→ Description of the task: Every line from the first one in the listing down to the line with "- The wasm build" should be restated word for word.

→ Records for this task:
= Beginning of Section =
PR #2211, opened 2026-07-26
fix(wasm): reject unenforceable timeouts

chaliy:
### Motivation

- The wasm build previously avoided timer panics by compiling out timeout enforcement, which silently accepted `timeoutMs`/`timeout N` and allowed unresolved async callbacks to suspend execution indefinitely.  This is an availability/control bypass for callers who rely on timeouts.
- The change closes the gap by treating unenforceable wall-clock timeouts on single-threaded JS-host wasm as unsupported, failing fast instead of awaiting a future that cannot be preempted.

### Description

- Add a wasm-specific `unsupported_timeout_response()` and use it from `BashTool` execution paths so streaming, direct, and `execute_with_status` calls return an explicit unsupported-timeout `ToolResponse` (exit code `125`) when `timeoutMs` is supplied on wasm targets.
- Update `ScriptedTool` to return `unsupported_timeout_response()` on wasm when a per-call timeout is requested instead of ignoring the deadline and awaiting orchestration futures.
- Change the `timeout` builtin in the interpreter to fail closed on wasm by returning an `ExecResult` with an explanatory message and exit code `125` without dispatching the inner command when the builtin is given a wall-clock timeout on wasm targets.
- Update tests and docs: modify the wasm smoke test to assert the unsupported-timeout behaviour; update `crates/bashkit-wasm/README.md`, `specs/browser-package.md`, and `specs/limitations.md` to document the fail-closed contract.

### Testing

- Ran `cargo check -p bashkit --target wasm32-unknown-unknown --features scripted_tool,jq` and `cargo test -p bashkit test_tool_execute_timeout`, and the unit test `test_tool_execute_timeout` passed.
- Ran `cargo clippy` (native and wasm-target slices with `-- -D warnings`) and `cargo fmt --check`; linters and format checks passed after the changes.
- Attempted wasm packaging smoke build; `cargo build` succeeded but `wasm-bindgen` CLI was not present in the environment so full `wasm-bindgen` packaging was not executed in this run (adjust local build environment to run `bash crates/bashkit-wasm/scripts/build.sh` end-to-end).

------
[Codex Task](https://chatgpt.com/codex/cloud/tasks/task_e_6a63018bc9e8832b8aa0fc23bc67fcf9)


chaliy:
Reviewed, rebased onto latest `main`, and merging.

One fix applied on top of the original change: the wasm smoke test asserts `stderr` matches `/timeout is unsupported/`, but the interpreter builtin emitted `"bashkit: timeout (5.000s) is unsupported…"` — the duration sat between "timeout" and "is", so the regex would never match and the `wasm-web` CI job would fail (the original task couldn't run the wasm smoke test, so this went uncaught). Reworded the builtin message to lead with `"timeout is unsupported on this wasm target (requested <d>s)"`, keeping it consistent with `unsupported_timeout_response()`. Also resolved the rebase against the `specs/` → `knowledge/` move. Full CI is green (41/41), including the `wasm-web` headless smoke test.

---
= End of Section =
→ Solution to this exercise:
PR #2211, opened 2026-07-26
fix(wasm): reject unenforceable timeouts

chaliy:
### Motivation

- The wasm build previously avoided timer panics by compiling out timeout enforcement, which silently accepted `timeoutMs`/`timeout N` and allowed unresolved async callbacks to suspend execution indefinitely.  This is an availability/control bypass for callers who rely on timeouts.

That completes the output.